Surfant sur des faits divers mis en exergue par les médias, le jeu politique du moment fait apparaître les polémiques autour de la personne des candidats, devenue thème dominant du prochain tour de l’élection présidentielle. Éclipsant les débats essentiels sur la crise économique, le chômage, l’éducation, les inégalités sociales, la lutte contre la menace terroriste etc., le score psychologique et physique des postulants apparaît en permanence sous une lumière crue et semble devenir le premier enjeu des prochaines élections. Une espèce de fureur paroxystique semble désormais animer une campagne où chacun joue son va-tout. Pour les détracteurs de l’un, c’est l’irresponsabilité, l’instabilité émotionnelle, le comportement erratique et les réactions de colère vis-à-vis de ceux qui ne lui reconnaissent pas un statut de dominant.
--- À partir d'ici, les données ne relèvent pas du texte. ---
PR #2032, opened 2016-08-25
Custom Layer Support

AlexDBlack:
***Complete; can be merged any time***

This PR adds custom layer support to DL4J, without requiring users to modify DL4J core code.

Changes of note:
* Remove LayerFactory
* Add Layer (config) instantitate method: used for config -> implementation when creating layers
* Update MultiLayerNetwork, ComputationGraph and all unit tests for the above
* Handle JSON serialization/deserialization for custom layers
    - This is done using reflection: scan the classpath for concrete classes that extend the Layer (configuration) class, and registering subtypes with Jackson ObjectMappers where required.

Pour les opposants de l’autre, une absence totale d’humilité, la posture d’un leader politique qui aurait tout fait et tout vu mais qui est desservi par son âge avancé, à leurs yeux nullement un atout mais un handicap. La campagne présidentielle constitue de ce point de vue un recul en politique par rapport aux Législatives qui avaient suscité de vifs espoirs de progrès dans le respect des grandes règles de morale. Le constat n’est donc pas très brillant, car la manière dont les thèmes de campagne sont traités devient inquiétante. Rien de sérieux, de responsable ni de pertinent sur des questions pourtant censées engager l’avenir du pays.
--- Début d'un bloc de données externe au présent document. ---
PR #2063, opened 2016-09-02
Various fixes/improvements

raver119:
***WIP; DO NOT MERGE***

Various bugfixes and improvements:
- static assets for UI, instead of externally linked
- fix for CNN listener on non-RGB input


deeplearning4j-nn/src/main/java/org/deeplearning4j/util/ModelSerializer.java
```diff
@@ -46,6 +47,8 @@ private ModelSerializer() {
     public static void writeModel(@NonNull Model model, @NonNull File file, boolean saveUpdater) throws IOException {
         try(BufferedOutputStream stream = new BufferedOutputStream(new FileOutputStream(file))){
             writeModel(model, stream, saveUpdater);
+            stream.flush();
+            stream.close();
```
reckart: It shouldn't be necessary to explicitly call close because you're using a try-with-resource here, right?

raver119: Actually yes, both classes implement autocloseable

Alors qu’on s’attendait à des débats publics véritables avec ce que cela suppose d’efforts d’analyse et de réflexion, on se retrouve face à un déchaînement incontrôlé des médias, l’intervention d’animateurs de campagne dociles et jamais à court de bassesses. Nous sommes également choqués devant l’utilisation éhontée de certains gestes, paroles et procédés qui donnent l’illustration de ce que ne doit pas être justement la compétition politique prise dans son acception la plus noble. Aujourd’hui, on espère seulement éviter le pire, et on compte les quelques barrières subsistantes qui empêcheraient d’aller trop loin dans cette dérive. Car lorsque la dynamique politique s’essouffle, elle laisse aussitôt place aux coups bas, aux insultes et aux réactions d’un public qui a depuis longtemps cessé de respecter l’institution présidentielle. L’engagement courageux, rigoureux et intelligent pour améliorer la vie des gens, a laissé la place à une atmosphère malsaine qui cache des luttes souterraines pour des positions de pouvoir. Parmi les déviances électorales constatées, l’acte à la fois irrespectueux et humiliant de cette dame Keffoise, qui a jeté une chaussure sur le président-candidat en réaction à ses propos, accusant le Kef d’être une ville qui avait la nostalgie de l’ancien régime.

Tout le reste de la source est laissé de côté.